[Stored data]
· · · · ·
PR #1548, opened 2022-04-05
Cassandra-17365 remove deprecated version specific TLS

bschoening:
Replaces version specific TLS with auto-negotiation of the highest protocol version that both the client and server support.


pylib/cqlshlib/sslhandling.py
```diff
@@ -48,32 +48,11 @@ def get_option(section, option):
...
     if ssl_validate is None:
         ssl_validate = get_option('ssl', 'validate')
     ssl_validate = ssl_validate is None or ssl_validate.lower() != 'false'
 
-    ssl_version_str = env.get('SSL_VERSION')
-    if ssl_version_str is None:
-        ssl_version_str = get_option('ssl', 'version')
-
-    ssl_version = get_best_tls_protocol(ssl_version_str)
-    if ssl_version is None:
```
smiklosovic, line 73: @bschoening remove this if as get_best_tls_protocol will always return ssl.PROTOCOL_TLS

pylib/cqlshlib/sslhandling.py
```diff
@@ -96,5 +75,5 @@ def get_best_tls_protocol(ssl_ver_str):
 
     return dict(ca_certs=ssl_certfile,
                 cert_reqs=ssl.CERT_REQUIRED if ssl_validate else ssl.CERT_NONE,
-                ssl_version=ssl_version,
+                ssl_version=ssl.PROTOCOL_TLS,
```
smiklosovic, line 78: leave `ssl_version` as it will be always resolved as `ssl.PROTOCOL_TLS`

pylib/cqlshlib/sslhandling.py
```diff
@@ -48,32 +48,11 @@ def get_option(section, option):
         except configparser.Error:
             return None
 
-    def get_best_tls_protocol(ssl_ver_str):
-        # newer python versions suggest to use PROTOCOL_TLS to negotiate the highest TLS version.
-        # older protocol versions have been deprecated:
-        # https://docs.python.org/2/library/ssl.html#ssl.PROTOCOL_TLS
-        # https://docs.python.org/3/library/ssl.html#ssl.PROTOCOL_TLS
-        if ssl_ver_str:
-            return getattr(ssl, "PROTOCOL_%s" % ssl_ver_str, None)
```
smiklosovic, line 57: add here warning instead of this return, remove the next for loop completely and just return `ssl.PROTOCOL_TLS`.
· · · · ·
> **Exercise instructions**: Retype each line above, keeping every character.

> **Answer for this exercise**:
PR #1548, opened 2022-04-05
Cassandra-17365 remove deprecated version specific TLS

bschoening:
Replaces version specific TLS with auto-negotiation of the highest protocol version that both the client and server support.


pylib/cqlshlib/sslhandling.py
```diff
@@ -48,32 +48,11 @@ def get_option(section, option):
...
     if ssl_validate is None:
         ssl_validate = get_option('ssl', 'validate')
     ssl_validate = ssl_validate is None or ssl_validate.lower() != 'false'
 
-    ssl_version_str = env.get('SSL_VERSION')
-    if ssl_version_str is None:
-        ssl_version_str = get_option('ssl', 'version')
-
-    ssl_version = get_best_tls_protocol(ssl_version_str)
-    if ssl_version is None:
```
smiklosovic, line 73: @bschoening remove this if as get_best_tls_protocol will always return ssl.PROTOCOL_TLS

pylib/cqlshlib/sslhandling.py
```diff
@@ -96,5 +75,5 @@ def get_best_tls_protocol(ssl_ver_str):
 
     return dict(ca_certs=ssl_certfile,
                 cert_reqs=ssl.CERT_REQUIRED if ssl_validate else ssl.CERT_NONE,
-                ssl_version=ssl_version,
+                ssl_version=ssl.PROTOCOL_TLS,
```
smiklosovic, line 78: leave `ssl_version` as it will be always resolved as `ssl.PROTOCOL_TLS`

pylib/cqlshlib/sslhandling.py
```diff
@@ -48,32 +48,11 @@ def get_option(section, option):
         except configparser.Error:
             return None
 
-    def get_best_tls_protocol(ssl_ver_str):
-        # newer python versions suggest to use PROTOCOL_TLS to negotiate the highest TLS version.
-        # older protocol versions have been deprecated:
-        # https://docs.python.org/2/library/ssl.html#ssl.PROTOCOL_TLS
-        # https://docs.python.org/3/library/ssl.html#ssl.PROTOCOL_TLS
-        if ssl_ver_str:
-            return getattr(ssl, "PROTOCOL_%s" % ssl_ver_str, None)
```
smiklosovic, line 57: add here warning instead of this return, remove the next for loop completely and just return `ssl.PROTOCOL_TLS`.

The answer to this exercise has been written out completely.